_EXERCISE DETAILS_
Lines containing the word "matches" are the ones to copy from the records below.

══ PROVIDED MATERIAL ══

PR #1032, opened 2019-06-21
Add required --host option to examples

ramitmittal:
While the examples in the page focus on the master/slave concept, not providing the --host option will result in failure to start the test. It should be added, so that any user that copies the command from the documentation does not have to decipher an error message before getting the test to run.

### DIFF
--- a/docs/running-locust-distributed.rst
+++ b/docs/running-locust-distributed.rst
@@ -26,11 +26,11 @@ Example
 
 To start locust in master mode::
 
-    locust -f my_locustfile.py --master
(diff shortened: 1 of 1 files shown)


cyberw:
Hmm, I see what you are geting at, but that example is for things that are specific to running distributed. Using the --host parameter isnt specifically for distributed runs, so I dont feel it really belongs in this example.

heyman:
I also understand the issue, but I'd also like to keep the examples minimal.

Instead of adding the `--host` argument to the example, I added a short note about it on the same documentation page: 40f64e0594d04b883bd68fefa294a4f849d6879c

PR #1038, opened 2019-06-26
Use print() function in both Python 2 and Python 3

cclauss:
Discovered via: __flake8 . --count --select=E9,F63,F72,F82 --show-source --statistics__

Legacy __print__ statements are syntax errors in Python 3 but __print()__ function works as expected in both Python 2 and Python 3.


cgoldberg:
thanks!

PR #1039, opened 2019-06-26
Tox: Add flake8 tests to find Python syntax errors and undefined names

cclauss:
Blocked by #1038  https://travis-ci.org/locustio/locust/jobs/550766994#L274

### DIFF
--- a/tox.ini
+++ b/tox.ini
@@ -4,6 +4,8 @@ envlist = py27, py34, py35, py36, py37
 [testenv]
 deps =
     codecov
+    flake8
     mock
 commands =
+    flake8 . --count --select=E9,F63,F72,F82 --show-source --statistics
     coverage run -m unittest discover []
--- a/tox.ini
+++ b/tox.ini
@@ -7,5 +7,5 @@ deps =
     flake8
     mock
 commands =
-    flake8 . --count --select=E9,F63,F72,F82 --show-source --statistics
+    flake8 . --count --select=E9,F63,F7,F82 --show-source --statistics
     coverage run -m unittest discover []


cyberw:
I love linters (although personally I primarily use pylint). 

@heyman , any reason we shouldnt merge this (other than maybe using pylint instead :) )

At some later point we should (imho) standardize on using an auto-formatter. My favourite there is Black (https://github.com/psf/black)

cclauss:
@cyberw https://lukeplant.me.uk/blog/posts/pylint-false-positives/ matches my experience pretty well.

cyberw:
> @cyberw https://lukeplant.me.uk/blog/posts/pylint-false-positives/ matches my experience pretty well.

Sure, but he was starting with a huge repo which he had already used flake8 on, so it is a bit of a strange comparison. Personally I use pylint, but I have turned off quite a few warnings and tuned some values (like line length) to match my preferences. Sort of the opposite to what I really like about Black - maybe it doesnt make a lot of sense :)

Anyway, I'd be happy to merge this, unless someone objects within the next couple of days :)

heyman:
To be honest I have little experience with linters in python, but the article posted by @cclauss also matches my experience when trying it out on existing projects. Also, I guess I'm not really bothered by having small formatting differences, or trailing whitespaces, as long as the code is clear and readable. I'm not very keen on obfuscating git history with big formatting changes.

With that said I'm absolutely +1 on merging this. However when I ran it right now I got the following error:
```
./locust/contrib/fasthttp.py:18:11: F821 undefined name 'unicode'
    str = unicode
          ^
```
which refers to these lines: https://github.com/locustio/locust/blob/master/locust/contrib/fasthttp.py#L12-L18

That code is fine since it should only run on python2. Not sure how to suppress that though?

cyberw:
The nice thing about Black (other than the fact that it lets you focus on coding rather than formatting - for me it made using python *so* much more enjoyable) is that it also makes diffs smaller and more easy to track (for example, by always using a trailing comma, even for the last parameter / dictionary entry). 

Of course, the first run might obfuscate the git history a little, but in the long run it is very beneficial. Anyways, later discussion :)

cclauss:
`str = unicode` is just a bad idea.  It changes basic assumptions that code readers would normally depend on.

The following is more commonly used and flake8 will not complain about it.
```python
try:
    unicode  # Python 2
except NameError:
    unicode = str  # Python 3
```

Issue #1059, opened 2019-08-05
Requests Per Second Plot Breaks When There are too Many Unique URLs


williamlhunter:
### Description of issue

Plotting requests per second breaks when locust has visited around 500 unique URLs

### Expected behavior

Total requests per second works as long as needed

### Actual behavior

It seems to break once you hit too many unique URLs.  I believe this is because locust gets the stats for every URL every time it updates the web ui.

### Environment settings

- OS: Windows
- Python version: 3.7.3
- Locust version: 0.10.0

### Steps to reproduce (for bug reports)

I am using locust to test a retail point of sale rest api.  The api uses document SIDs in the url, so everytime I make a new transaction, I get 3-4 new urls.  Not only does this make analyzing the results harder, as I need to group the urls together with regular expressions in pandas, but i believe that it is breaking the plotting of requests per second as well.
I can hammer the api with requests that don't use the document SID in the url forever, but I can only run a few hundred transactions before the plotting breaks.
To make sure, I made 15 new receipts per second for about 30 mins and everything worked correctly.  Afterword, I changed my locust file to make a blank receipt and then request it's contents (generating a request on a new url) and was only able to run the load test for 2 mins before plotting broke.  (at around 500 unique urls)

### Possible fix

I would love to be able to set the field that requests are grouped by to a string.  Something like:
`response = self.client.post("/v1/rest/document" headers=self.header, json=payload, tag="creating a document")`
but I'm not incredibly experienced, so this may not be as easy to implement as I'm hoping.
Also this implies that I'm correct as to why the requests per second plot is breaking.  Furthermore, this would save me (and people doing similar testing) from having to group api calls after running a test.

cgoldberg:
> before the plotting breaks

what about it is broken?

williamlhunter:
Sorry, I was in a bit of a rush and totally forgot to add that.  Here's an example:

![screenshot](https://i.imgur.com/uQqKdgs.png)

As you can see, the plot shows no data for each point in the second half, even though the rps at the top was constantly changing.

cgoldberg:
please give a clear description of the issue,  including details of what you are expecting and what is actually happening.   Please exclude all other information, conjectures, or ideas for possible fixes.  This issue report is packed with information that is completely irrelevant... which makes it difficult to follow.  

(For example... I can't even tell if this is a bug report, or a feature request for tagging responses ...  it seems like both)

williamlhunter:
[...]

PR #1060, opened 2019-08-06
Fixed issue with Total Requests Per Second plot

williamlhunter:
Fixes the plot when there are too many unique urls.

#1059 
#889 

The total stats block, which is usually located at the end of the list of stats, was getting truncated whenever there were too many URLs that were being requested.  Here I add the total stats back to the end of the report.

### DIFF
--- a/locust/web.py
+++ b/locust/web.py
@@ -123,6 +123,8 @@ def request_stats():
     # Truncate the total number of stats and errors displayed since a large number of rows will cause the app
     # to render extremely slowly. Aggregate stats should be preserved.
     report = {"stats": stats[:500], "errors": errors[:500]}
+    if len(stats) > 500:
+        report["stats"] += [stats[-1]]
 
     if stats:
         report["total_rps"] = stats[len(stats)-1]["current_rps"]


jonyoder:
We've run into this bug while testing, too. Our load tests use a smart randomized URL which can result in thousands of unique URLs. If this fix is correct, I'd love to see it merged.

cgoldberg:
>  If this fix is correct, I'd love to see it merged.

I don't think it is, and the original issue is still much too vague.

williamlhunter:
I tested it, and it does fix the issue (at least for me).

Furthermore, let me know how I'm being vague and I'll elaborate.

RyanW89:
I left this comment on the original thread, i believe you need to add name="" to your request. The requests will be aggregated on this, rather that the URL.

williamlhunter:
> I left this comment on the original thread, you need to add name="RequestName" to your request. The requests will be aggregated on this, rather that the URL.

This did fix my problem, but I still feel that the fix is warranted for users who have more than 500 categories.

cyberw:
Thanks @williamlhunter !

heyman:
Nice!

I also think it could be nice to display some kind of warning notice in the Web UI if the stats have been truncated. Both to inform the user that it has happended, and also mentioning that it might affect performance with very large amount of stats entries.

PR #1075, opened 2019-08-27
Fix fail percentage

### LINKED ISSUE #1074: Logged stats show incorrect failure percentage
### Description of issue
The failure percentage stats printed to stdout are calculated incorrectly.
[Seen here](https://github.com/locustio/locust/blob/master/locust/stats.py#L388)
`fail_percent = (self.num_failures/float(self.num_requests + self.num_failures))*100`

### Expected behavior
If something fails every request made, the failure percentage should show 100%.
The calculation should be
`fail_percent = float(self.num_failures/self.num_requests)*100`

### Actual behavior
It shows 50% if a request fails every attempt.
### Environment settings

- OS: Fedora 29
- Python version: 3.6.8
- Locust version: latest source

Create a locust file with any failing requests. You can see the number of failures don't match up with the failure percentage.

SquirtsMacintosh:
Fixes #1074 

The fail percentage was calculated incorrectly. Something that failed
all of the time would be reported as failing 50% total.

### DIFF
--- a/locust/stats.py
+++ b/locust/stats.py
@@ -385,7 +385,7 @@ class StatsEntry(object):
 
     def __str__(self):
         try:
-            fail_percent = (self.num_failures/float(self.num_requests + self.num_failures))*100
+            fail_percent = float(self.num_failures/self.num_requests)*100
         except ZeroDivisionError:
             fail_percent = 0
         


cyberw:
@aldenpeterson-wf @SquirtsMacintosh This was fixed previously, but only in the in fail_ratio() method (https://github.com/locustio/locust/commit/ed542b0233d901896d2025eda22e647866ef408f#diff-5d5f310549d6d596beaa43a1282ec49e). This particular line never called that, so it needed a fix of its own. Probably, a better fix would be
`fail_percent = self.fail_ratio()*100`

raiyankamal:
I sent another PR with a commit on top of this one after seeing the suggestion by @cyberw 
https://github.com/locustio/locust/pull/1082

cgoldberg:
superceded by #1082

PR #1083, opened 2019-09-09
Allow options to be passed to locust in docker, update docs

max-rocket-internet:
In this PR I am:

- Adding a new env var so users can pass options to `locust` in docker image. This means `standalone` mode with no web is now possible. Great for running as k8s `Job`.
- Updating docker documentation with new `LOCUST_OPTS` env var and a couple extra examples for how to run your tests.

Does it make sense? Is that OK?


max-rocket-internet:
@mbeacom, would you mind reviewing this?

Issue #1081, opened 2019-09-05
response time has too many decimal places in the web statistics page


solxnp:
### Description of issue

response time has too many decimal places in the web statistics page

### Expected behavior

TBD

### Actual behavior

![image](https://user-images.githubusercontent.com/18416053/64319375-c5404380-cfee-11e9-8aff-b06b7fc635ea.png)

### Environment settings

- OS: centos
- Python version: 3.7.4
- Locust version: 0.11.0

### Steps to reproduce (for bug reports)

TBD - [please provide example code](https://stackoverflow.com/help/mcve)

aldenpeterson-wf:
You don't measure 20 significant digits worth of time when it comes to tracking request latency? 

:)

cyberw:
Ok to close? Or do we only close on release?

cgoldberg:
fixed by #1089

PR #1089, opened 2019-09-23
Min and max response times rounded to nearest int in web view

ajt89:
#1081

### DIFF
--- a/locust/test/test_util.py
+++ b/locust/test/test_util.py
@@ -1,5 +1,6 @@
 import unittest
 from locust.util.time import parse_timespan
+from locust.util.rounding import proper_round
 
 
 class TestParseTimespan(unittest.TestCase):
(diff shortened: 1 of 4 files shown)


cgoldberg:
I'm not sure `round()` is sufficient here for both Python2 and Python3, since they behave differently...

For example:

**Python 2**:

```
>>> round(0.5)
1.0
>>> round(1.5)
2.0

```

**Python 3**:

```
>>> round(0.5)
0
>>> round(1.5)
2
```

thoughts?

ajt89:
@cgoldberg Good point. Should I create a rounding function in the util folder similar to this? https://stackoverflow.com/questions/31818050/round-number-to-nearest-integer

cgoldberg:
:+1:  nice...  thanks

PR #1090, opened 2019-09-25
Add an option to allow tasks to finish running their iteration before exiting

cyberw:
I ran into a case where I wanted to guarantee that task are allowed to finish (to finish things like logout, return of test data etc). I think this would be useful to other people as well. 

Adding the option also has the nice benefit of making it more clear that the default behaviour is that tasks can exit (almost) at any point.

### DIFF
--- a/locust/main.py
+++ b/locust/main.py
@@ -292,6 +292,15 @@ def parse_options():
         help="sets the exit code to post on error"
     )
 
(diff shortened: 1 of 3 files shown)


cyberw:
This doesnt actually work atm. I'll withdraw this and file a new PR once I get it working.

═══

_EXERCISE RESPONSE_
@cyberw https://lukeplant.me.uk/blog/posts/pylint-false-positives/ matches my experience pretty well.
> @cyberw https://lukeplant.me.uk/blog/posts/pylint-false-positives/ matches my experience pretty well.
To be honest I have little experience with linters in python, but the article posted by @cclauss also matches my experience when trying it out on existing projects. Also, I guess I'm not really bothered by having small formatting differences, or trailing whitespaces, as long as the code is clear and readable. I'm not very keen on obfuscating git history with big formatting changes.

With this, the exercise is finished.